Efficient globalization of heavy-ball type methods for unconstrained optimization based on curve searches
Federica Donnini, Matteo Lapucci, Pierluigi Mansueto
TL;DR
This paper develops a curve-search globalization framework for unconstrained optimization, focusing on Polyak's heavy-ball updates. The method backtracks along a parametric search curve starting from the tentative update to enforce an Armijo-type decrease, enabling global convergence even in nonconvex settings. By analyzing quadratic search curves, it proves worst-case complexity $\mathcal{O}(\epsilon^{-2})$ to reach approximate stationarity and shows that heavy-ball steps can be retained in strongly convex problems. Numerical experiments on strongly convex and CUTEst problems demonstrate practical efficiency gains over classical safeguards, with code available publicly.
Abstract
In this work, we deal with unconstrained nonlinear optimization problems. Specifically, we are interested in methods carrying out updates possibly along directions not of descent, like Polyak's heavy-ball algorithm. Instead of enforcing convergence properties through line searches and modifications of search direction when suitable safeguards are not satisfied, we propose a strategy based on searches along curve paths: a curve search starting from the first tentative update allows to smoothly revert towards a gradient-related direction if a sufficient decrease condition is not met. The resulting algorithm provably possesses global convergence guarantees, even with a nonmonotone decrease condition. While the presented framework is rather general, particularly of interest is the case of parabolic searches; in this case, under reasonable assumptions, the resulting algorithm can be shown to possess optimal worst case complexity bounds for reaching approximate stationarity in nonconvex settings.

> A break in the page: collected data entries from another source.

PR #754, opened 2019-11-12
[2530] - compile Webpack once only when running specs in parallel

TobyRet:
### Context
When running specs in parallel we want to avoid workers compiling the same files at the same time. Believe this was the reason for this bug 👉 https://trello.com/c/rVx1gcbf/2530-investigate-puma-upgrade-issue

- Add a spec helper that compiles assets only once when running specs in parallel. It does this by creating a hexdigest of all webpacker assets and compiling only when this value changes.
- Run specs in parallel on CI (again!)

### Checklist

- [x] Attach to Trello card
- [x] Rebased master
- [x] Cleaned commit history

### DIFF
--- a/azure-pipelines.yml
+++ b/azure-pipelines.yml
@@ -41,7 +41,7 @@ steps:
     runInBackground: false
 
 - bash: |
-    docker run --rm $(IMAGE_NAME) rails spec SPEC_OPTS='--format RspecJunitFormatter' >rspec-results.xml
+    docker run --rm $(IMAGE_NAME) rails parallel:spec SPEC_OPTS='--format RspecJunitFormatter' >rspec-results.xml
     test_result=$?
     cat rspec-results.xml
     sed -i '$d;1,5d' rspec-results.xml
--- a/azure-pipelines.yml
+++ b/azure-pipelines.yml
@@ -32,14 +32,6 @@ steps:
     arguments: '--cache-from $(IMAGE_NAME):latest'
     addDefaultLabels: false
 
-- task: Docker@1
-  displayName: Run webpack
-  inputs:
-    command: Run an image
-    imageName: $(IMAGE_NAME)
-    containerCommand: rails webpacker:compile
-    runInBackground: false
-
 - bash: |
     docker run --rm $(IMAGE_NAME) rails parallel:spec SPEC_OPTS='--format RspecJunitFormatter' >rspec-results.xml
     test_result=$?
--- a/spec/support/webpacker.rb
+++ b/spec/support/webpacker.rb
@@ -1,0 +1,36 @@
+module WebpackerTest
+  TIMESTAMP_FILE = Rails.root.join("tmp", "webpacker-#{Rails.env}-timestamp")
+
+  def self.compile_once
+    digest_file = Rails.root.join("tmp/webpacker_#{Rails.env}_digest")
+
+    app_code = Dir[Webpacker.config.source_path.join("**/*")]
+    npm_code = Dir[Rails.root.join("yarn.lock")]
+
+    packable_contents = (app_code + npm_code)
+      .sort
+      .map { |filename| File.read(filename) if File.file?(filename) }
+      .join
+    digest = Digest::SHA256.hexdigest(packable_contents)
+
+    return if digest_file.exist? && digest_file.read == digest
+
+    if ENV["TEST_ENV_NUMBER"].to_i < 1
+      public_output_path = Webpacker.config.public_output_path
+      FileUtils.rm_r(public_output_path) if File.exist?(public_output_path)
+      puts "Removed Webpack output directory #{public_output_path}"
+
+      Webpacker.compile
+
+      digest_file.write(digest)
+    else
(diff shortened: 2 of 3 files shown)


TobyRet:
[Investigate Puma upgrade issue](https://trello.com/c/rVx1gcbf/2530-investigate-puma-upgrade-issue)

spec/support/webpacker.rb
```diff
@@ -0,0 +1,36 @@
...
+      public_output_path = Webpacker.config.public_output_path
+      FileUtils.rm_r(public_output_path) if File.exist?(public_output_path)
+      puts "Removed Webpack output directory #{public_output_path}"
+
+      Webpacker.compile
+
+      digest_file.write(digest)
+    else
+      loop do
+        break if digest_file.exist? && digest_file.read == digest
```
misaka:
```suggestion
        break if digest_file.exist? && Digest::SHA256.hexdigest(digest_file.read) == packable_contents
```

spec/support/webpacker.rb
```diff
@@ -0,0 +1,36 @@
...
+    digest_file = Rails.root.join("tmp/webpacker_#{Rails.env}_digest")
+
+    app_code = Dir[Webpacker.config.source_path.join("**/*")]
+    npm_code = Dir[Rails.root.join("yarn.lock")]
+
+    packable_contents = (app_code + npm_code)
+      .sort
+      .map { |filename| File.read(filename) if File.file?(filename) }
+      .join
+    digest = Digest::SHA256.hexdigest(packable_contents)
```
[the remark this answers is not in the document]
TobyRet: Hopefully I am understanding the question correctly :-) ...

The reason for checking if the digest has changed is to take into account any changes to assets since the digest was last created. If we do not check if the digest had changed then we would never recompile. At the same time we only want one process to compile or recompile if required.
This problem is perhaps more pertinent on CI as we will will always have to compile from scratch. It appears weird issues occur if you have multiple processes compiling the same files at the same time. This is what we want to avoid.

spec/support/webpacker.rb
misaka: Thinking about this some more on the way home, I'm not so sure this is any more efficient then what you have. Please disregard.

spec/support/webpacker.rb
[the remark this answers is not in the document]
misaka: My point is that if there are _no_ changes in the assets, `Webpacker.compile` doesn't do anything, as evidenced by the fact that it returns in less than 1/10th of a second (see benchmarks). If something is changed in the assets, I tested by adding some whitespace to one of the JS files, then `Webpacker.compile` takes 10s to, presumably, do the compilation.

So I wonder if all that code to check if anything has changed is actually necessary.

misaka:
Did a bit more thinking about this, and a few points came to mind:

1. I'm not sure this is an issue in CI because we [precompile assets when we build the Docker image](https://github.com/DFE-Digital/manage-courses-frontend/blob/master/Dockerfile#L28). Correct me if I'm wrong, but my understanding is that that runs the task `webpacker:compile`. Even if not, as @defong points out in Slack,  we have a (seemingly redundant) task in Azure Devops to run Webpacker.
2. If we need to only do this once, how about we have either `webpacker:compile` or `assets:precompile` as a dependency to the `parallel:spec` and/or the `spec` Rake tasks?
3. If we really need to compile Webpacker manually like this, then can we use a more traditional locking mechanism? Ruby has `File#flock`, or we could touch/symlink a "lock" file. I think this would be a bit clearer, and since `Webpack.compile` already detects whether it needs to re-compile or not I don't think we need the extra code that's currently there.

Let me know if I haven't managed to explain myself clearly, or if I'm missing something. :)

TobyRet:
Let's discuss in person

TobyRet:
@misaka @defong 
The plot thickens ...
So looking here at the webpacker config, you can see that `compile` has been set to true. 
https://github.com/DFE-Digital/manage-courses-frontend/blob/master/config/webpacker.yml#L80

If you set this to false this would work on CI as there is a `compile` step beforehand however this will fall over locally (unless assets are manually compiled). 

Once option could be to set the `public_output_path` for the test environment to something like `  public_output_path: packs-test` 

... or to be honest, given we only have 2 cores on CI, maybe the there is little benefit to running in parallel and messing with the config?

Wonder if @dankmitchell has any thoughts?

TobyRet:
@defong @misaka 
- Unnecessary webpacker compile build step has been removed.
- See also that webpacker config has been updated for testing. Compile is now set to false and support/webpacker.rb assumes responsibility for compilation (once only)

azure-pipelines.yml
```diff
@@ -32,16 +32,8 @@ steps:
     arguments: '--cache-from $(IMAGE_NAME):latest'
     addDefaultLabels: false
 
-- task: Docker@1
```
defong: @rizzkhan1 do we need to do something when removing a task?

rizzkhan1: No. This looks okay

Practically, we show that the proposed globalization strategy allows to consistently accept (optimal) pure heavy-ball steps in the strongly convex case, while standard globalization approaches would at times negate them before even evaluating the objective function. Preliminary computational experiments also suggest that the proposed framework might be more convenient than classical safeguard based approaches.